WHAT THIS TASK INVOLVES: In the entries that follow, the first line to write out is the one containing "Imports the CSS", and the last is the one containing "There are a few". Reproduce that stretch exactly, with nothing before or after it.

PROVIDED RECORDS:
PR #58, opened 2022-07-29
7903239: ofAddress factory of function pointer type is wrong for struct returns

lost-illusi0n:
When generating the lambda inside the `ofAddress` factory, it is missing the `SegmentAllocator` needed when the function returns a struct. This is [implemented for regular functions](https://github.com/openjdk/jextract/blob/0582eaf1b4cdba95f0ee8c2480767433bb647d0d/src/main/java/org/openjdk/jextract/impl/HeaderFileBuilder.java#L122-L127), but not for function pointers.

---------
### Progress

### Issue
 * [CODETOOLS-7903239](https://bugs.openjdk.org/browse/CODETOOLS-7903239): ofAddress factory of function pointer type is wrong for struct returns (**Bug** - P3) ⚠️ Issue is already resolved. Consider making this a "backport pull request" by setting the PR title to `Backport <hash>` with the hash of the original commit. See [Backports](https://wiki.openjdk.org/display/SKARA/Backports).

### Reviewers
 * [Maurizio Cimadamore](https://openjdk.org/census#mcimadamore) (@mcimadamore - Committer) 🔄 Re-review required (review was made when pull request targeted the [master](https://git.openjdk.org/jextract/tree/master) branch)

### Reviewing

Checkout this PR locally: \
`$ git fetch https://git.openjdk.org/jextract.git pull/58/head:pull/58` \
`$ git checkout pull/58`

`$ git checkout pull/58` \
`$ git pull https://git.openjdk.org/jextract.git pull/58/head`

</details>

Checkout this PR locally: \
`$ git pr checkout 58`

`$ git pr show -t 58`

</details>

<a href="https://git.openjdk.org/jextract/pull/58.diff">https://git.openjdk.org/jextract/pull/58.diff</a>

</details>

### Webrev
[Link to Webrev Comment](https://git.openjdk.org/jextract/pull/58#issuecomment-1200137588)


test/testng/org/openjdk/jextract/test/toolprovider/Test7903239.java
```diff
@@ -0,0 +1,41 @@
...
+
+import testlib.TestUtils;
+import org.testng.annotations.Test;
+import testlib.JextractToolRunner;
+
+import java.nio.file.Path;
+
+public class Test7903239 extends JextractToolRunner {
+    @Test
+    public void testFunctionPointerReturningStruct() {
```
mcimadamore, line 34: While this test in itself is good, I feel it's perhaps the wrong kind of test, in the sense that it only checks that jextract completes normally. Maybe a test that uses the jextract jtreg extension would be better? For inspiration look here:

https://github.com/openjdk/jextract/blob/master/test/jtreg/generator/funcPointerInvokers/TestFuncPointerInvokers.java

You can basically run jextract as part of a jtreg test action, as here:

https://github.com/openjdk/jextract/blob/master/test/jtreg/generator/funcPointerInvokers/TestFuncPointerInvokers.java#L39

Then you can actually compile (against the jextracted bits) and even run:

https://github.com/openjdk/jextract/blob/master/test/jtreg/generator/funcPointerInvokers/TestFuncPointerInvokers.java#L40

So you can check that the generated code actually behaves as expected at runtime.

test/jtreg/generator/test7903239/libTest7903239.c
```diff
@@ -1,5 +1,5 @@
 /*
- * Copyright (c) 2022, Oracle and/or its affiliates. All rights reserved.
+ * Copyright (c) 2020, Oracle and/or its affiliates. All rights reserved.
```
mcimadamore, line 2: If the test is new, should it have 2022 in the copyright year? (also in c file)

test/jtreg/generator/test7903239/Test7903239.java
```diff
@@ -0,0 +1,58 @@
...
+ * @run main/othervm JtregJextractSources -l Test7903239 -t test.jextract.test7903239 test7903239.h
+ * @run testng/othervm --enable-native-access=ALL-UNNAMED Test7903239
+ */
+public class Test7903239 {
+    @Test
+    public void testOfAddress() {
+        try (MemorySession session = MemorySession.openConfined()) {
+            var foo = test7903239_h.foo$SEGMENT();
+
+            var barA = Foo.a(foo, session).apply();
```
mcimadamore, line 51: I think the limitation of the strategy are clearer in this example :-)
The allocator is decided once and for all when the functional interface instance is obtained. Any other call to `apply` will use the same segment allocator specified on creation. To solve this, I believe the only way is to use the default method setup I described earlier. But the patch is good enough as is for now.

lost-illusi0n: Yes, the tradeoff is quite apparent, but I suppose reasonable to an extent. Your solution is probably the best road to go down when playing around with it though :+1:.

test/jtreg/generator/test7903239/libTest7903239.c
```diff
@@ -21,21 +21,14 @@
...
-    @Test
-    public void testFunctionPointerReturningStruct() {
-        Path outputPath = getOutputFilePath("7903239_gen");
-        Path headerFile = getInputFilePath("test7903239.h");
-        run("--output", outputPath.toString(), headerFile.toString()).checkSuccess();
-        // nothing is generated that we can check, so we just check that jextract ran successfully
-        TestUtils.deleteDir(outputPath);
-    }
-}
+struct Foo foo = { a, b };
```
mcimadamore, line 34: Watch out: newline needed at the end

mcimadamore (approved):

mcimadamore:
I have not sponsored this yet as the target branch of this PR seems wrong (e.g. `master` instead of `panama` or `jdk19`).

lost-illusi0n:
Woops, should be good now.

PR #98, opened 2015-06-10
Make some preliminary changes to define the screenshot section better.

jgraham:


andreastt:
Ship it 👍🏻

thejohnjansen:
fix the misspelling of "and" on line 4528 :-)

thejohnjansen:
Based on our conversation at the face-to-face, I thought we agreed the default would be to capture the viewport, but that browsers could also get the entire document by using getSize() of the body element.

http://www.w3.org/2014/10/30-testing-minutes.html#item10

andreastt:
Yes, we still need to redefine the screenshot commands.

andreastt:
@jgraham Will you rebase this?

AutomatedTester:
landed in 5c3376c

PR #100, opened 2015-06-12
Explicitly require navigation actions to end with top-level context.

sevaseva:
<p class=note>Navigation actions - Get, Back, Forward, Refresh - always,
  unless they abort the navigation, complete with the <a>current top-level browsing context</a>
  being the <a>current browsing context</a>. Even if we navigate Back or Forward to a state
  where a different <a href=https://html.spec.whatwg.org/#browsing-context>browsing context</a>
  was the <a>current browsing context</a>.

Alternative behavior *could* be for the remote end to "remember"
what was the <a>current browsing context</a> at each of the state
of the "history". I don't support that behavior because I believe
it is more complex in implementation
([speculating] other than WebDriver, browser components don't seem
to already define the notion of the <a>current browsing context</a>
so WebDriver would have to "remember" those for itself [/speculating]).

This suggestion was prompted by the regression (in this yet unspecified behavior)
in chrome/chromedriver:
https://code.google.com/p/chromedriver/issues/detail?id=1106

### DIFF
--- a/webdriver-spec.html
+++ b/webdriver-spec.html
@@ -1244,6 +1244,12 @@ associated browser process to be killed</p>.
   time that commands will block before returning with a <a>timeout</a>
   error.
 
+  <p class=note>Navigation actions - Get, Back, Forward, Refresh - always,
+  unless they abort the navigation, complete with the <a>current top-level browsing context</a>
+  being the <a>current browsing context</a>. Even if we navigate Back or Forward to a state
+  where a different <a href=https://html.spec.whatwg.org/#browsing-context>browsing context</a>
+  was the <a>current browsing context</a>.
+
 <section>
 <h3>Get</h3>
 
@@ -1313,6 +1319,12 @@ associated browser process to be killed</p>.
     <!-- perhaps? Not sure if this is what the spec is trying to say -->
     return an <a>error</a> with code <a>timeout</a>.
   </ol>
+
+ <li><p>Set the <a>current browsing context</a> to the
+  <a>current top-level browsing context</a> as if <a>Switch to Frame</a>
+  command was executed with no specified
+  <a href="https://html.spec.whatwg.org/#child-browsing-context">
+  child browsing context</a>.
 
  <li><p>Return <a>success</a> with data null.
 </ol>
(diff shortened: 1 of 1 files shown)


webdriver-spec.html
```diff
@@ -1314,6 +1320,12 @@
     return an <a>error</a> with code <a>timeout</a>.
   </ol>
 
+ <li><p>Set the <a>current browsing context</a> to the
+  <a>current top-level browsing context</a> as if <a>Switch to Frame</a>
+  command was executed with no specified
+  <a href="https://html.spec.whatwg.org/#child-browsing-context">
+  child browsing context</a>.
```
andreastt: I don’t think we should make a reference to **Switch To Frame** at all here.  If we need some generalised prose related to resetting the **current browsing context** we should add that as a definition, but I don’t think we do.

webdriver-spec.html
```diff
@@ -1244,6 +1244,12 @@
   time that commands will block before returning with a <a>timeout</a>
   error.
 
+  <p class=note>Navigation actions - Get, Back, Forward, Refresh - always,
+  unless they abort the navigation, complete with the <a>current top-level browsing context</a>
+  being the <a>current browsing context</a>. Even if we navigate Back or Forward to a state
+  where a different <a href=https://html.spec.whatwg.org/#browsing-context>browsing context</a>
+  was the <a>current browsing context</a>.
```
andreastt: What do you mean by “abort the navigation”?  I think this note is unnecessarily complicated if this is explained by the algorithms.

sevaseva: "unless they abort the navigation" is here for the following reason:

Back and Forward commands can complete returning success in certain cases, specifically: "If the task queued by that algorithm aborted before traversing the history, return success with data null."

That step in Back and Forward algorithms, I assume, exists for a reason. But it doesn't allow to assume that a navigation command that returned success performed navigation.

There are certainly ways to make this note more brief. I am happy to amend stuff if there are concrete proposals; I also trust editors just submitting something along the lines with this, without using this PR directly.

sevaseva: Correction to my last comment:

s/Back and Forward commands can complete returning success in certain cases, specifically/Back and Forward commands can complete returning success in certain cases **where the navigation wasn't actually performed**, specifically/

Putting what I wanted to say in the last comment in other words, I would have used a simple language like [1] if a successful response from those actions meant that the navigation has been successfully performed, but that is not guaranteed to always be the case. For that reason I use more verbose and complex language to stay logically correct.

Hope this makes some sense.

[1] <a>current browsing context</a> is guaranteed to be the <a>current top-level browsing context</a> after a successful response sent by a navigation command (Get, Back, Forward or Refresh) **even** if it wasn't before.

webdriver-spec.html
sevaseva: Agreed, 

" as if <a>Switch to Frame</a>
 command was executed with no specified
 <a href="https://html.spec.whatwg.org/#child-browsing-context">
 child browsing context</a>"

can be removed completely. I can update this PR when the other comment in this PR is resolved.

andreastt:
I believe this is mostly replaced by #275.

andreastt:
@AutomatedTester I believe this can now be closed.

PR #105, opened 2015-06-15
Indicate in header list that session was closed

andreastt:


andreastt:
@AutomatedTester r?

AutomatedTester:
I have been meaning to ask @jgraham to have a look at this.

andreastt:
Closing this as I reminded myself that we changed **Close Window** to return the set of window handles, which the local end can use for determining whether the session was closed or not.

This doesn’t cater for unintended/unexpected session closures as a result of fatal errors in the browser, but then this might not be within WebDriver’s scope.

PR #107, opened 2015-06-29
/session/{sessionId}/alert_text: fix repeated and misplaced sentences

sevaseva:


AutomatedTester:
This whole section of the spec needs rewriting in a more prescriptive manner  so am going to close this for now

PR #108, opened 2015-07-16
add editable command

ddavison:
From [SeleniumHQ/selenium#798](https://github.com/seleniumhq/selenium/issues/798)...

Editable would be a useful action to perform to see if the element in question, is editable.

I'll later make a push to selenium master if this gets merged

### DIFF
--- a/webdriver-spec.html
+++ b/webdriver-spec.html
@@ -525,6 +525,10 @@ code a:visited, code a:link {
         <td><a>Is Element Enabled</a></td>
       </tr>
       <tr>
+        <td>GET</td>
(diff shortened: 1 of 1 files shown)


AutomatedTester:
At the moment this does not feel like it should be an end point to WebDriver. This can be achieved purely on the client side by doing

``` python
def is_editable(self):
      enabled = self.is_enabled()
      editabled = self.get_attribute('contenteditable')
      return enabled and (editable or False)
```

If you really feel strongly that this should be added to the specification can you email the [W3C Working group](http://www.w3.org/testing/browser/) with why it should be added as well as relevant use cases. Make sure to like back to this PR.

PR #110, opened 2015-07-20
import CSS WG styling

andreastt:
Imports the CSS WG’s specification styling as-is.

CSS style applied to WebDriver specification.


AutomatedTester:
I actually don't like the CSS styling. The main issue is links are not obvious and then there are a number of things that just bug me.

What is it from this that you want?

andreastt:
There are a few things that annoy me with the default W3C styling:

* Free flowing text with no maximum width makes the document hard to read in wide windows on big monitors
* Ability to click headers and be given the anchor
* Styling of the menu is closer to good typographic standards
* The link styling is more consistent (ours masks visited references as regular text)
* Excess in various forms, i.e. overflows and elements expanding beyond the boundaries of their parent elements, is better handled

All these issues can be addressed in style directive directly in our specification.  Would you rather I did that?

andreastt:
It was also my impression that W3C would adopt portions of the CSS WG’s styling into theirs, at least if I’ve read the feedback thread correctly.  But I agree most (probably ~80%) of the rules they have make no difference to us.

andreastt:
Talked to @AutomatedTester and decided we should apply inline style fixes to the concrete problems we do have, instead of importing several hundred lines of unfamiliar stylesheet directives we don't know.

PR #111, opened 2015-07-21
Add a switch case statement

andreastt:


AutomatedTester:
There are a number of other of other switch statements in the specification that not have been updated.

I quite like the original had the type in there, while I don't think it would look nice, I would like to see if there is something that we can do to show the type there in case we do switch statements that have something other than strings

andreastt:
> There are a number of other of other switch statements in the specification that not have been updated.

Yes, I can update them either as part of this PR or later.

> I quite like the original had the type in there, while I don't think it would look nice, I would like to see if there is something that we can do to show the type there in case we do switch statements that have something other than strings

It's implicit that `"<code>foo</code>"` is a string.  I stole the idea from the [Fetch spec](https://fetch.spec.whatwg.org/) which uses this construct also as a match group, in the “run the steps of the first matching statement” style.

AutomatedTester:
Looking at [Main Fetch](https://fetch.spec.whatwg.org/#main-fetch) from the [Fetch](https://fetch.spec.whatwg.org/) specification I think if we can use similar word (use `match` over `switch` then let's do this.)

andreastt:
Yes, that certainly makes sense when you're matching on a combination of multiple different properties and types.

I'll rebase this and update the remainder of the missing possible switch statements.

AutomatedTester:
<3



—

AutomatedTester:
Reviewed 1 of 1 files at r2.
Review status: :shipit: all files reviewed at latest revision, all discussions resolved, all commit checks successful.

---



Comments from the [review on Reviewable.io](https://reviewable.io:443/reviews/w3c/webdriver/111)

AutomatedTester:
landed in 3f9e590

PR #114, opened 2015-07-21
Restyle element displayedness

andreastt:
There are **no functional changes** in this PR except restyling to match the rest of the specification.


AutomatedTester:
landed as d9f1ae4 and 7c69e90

TASK OUTPUT:
Imports the CSS WG’s specification styling as-is.

CSS style applied to WebDriver specification.


AutomatedTester:
I actually don't like the CSS styling. The main issue is links are not obvious and then there are a number of things that just bug me.

What is it from this that you want?

andreastt:
There are a few things that annoy me with the default W3C styling:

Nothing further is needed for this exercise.